◆ WHAT IS BEING ASKED
Please reproduce the listing in its entirety, exactly as shown.

%%

PR #9486, opened 2024-11-27
chore(autoware_lidar_transfusion): added a warning if we are dropping voxels

knzo25:
## Description
If the input pointcloud generates more voxels than the model that handle, we are currently clipping the number of voxels.
If that happens, we should notify users so they can consider increasing the model parameters.

## Related links

**Parent Issue:**

- Link

## Notes for reviewers

None.

## Interface changes

None.

## Effects on system behavior

None.


amadeuszsz (approved):
LGTM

%%

◆ WRITTEN ANSWER
PR #9486, opened 2024-11-27
chore(autoware_lidar_transfusion): added a warning if we are dropping voxels

knzo25:
## Description
If the input pointcloud generates more voxels than the model that handle, we are currently clipping the number of voxels.
If that happens, we should notify users so they can consider increasing the model parameters.

## Related links

**Parent Issue:**

- Link

## Notes for reviewers

None.

## Interface changes

None.

## Effects on system behavior

None.


amadeuszsz (approved):
LGTM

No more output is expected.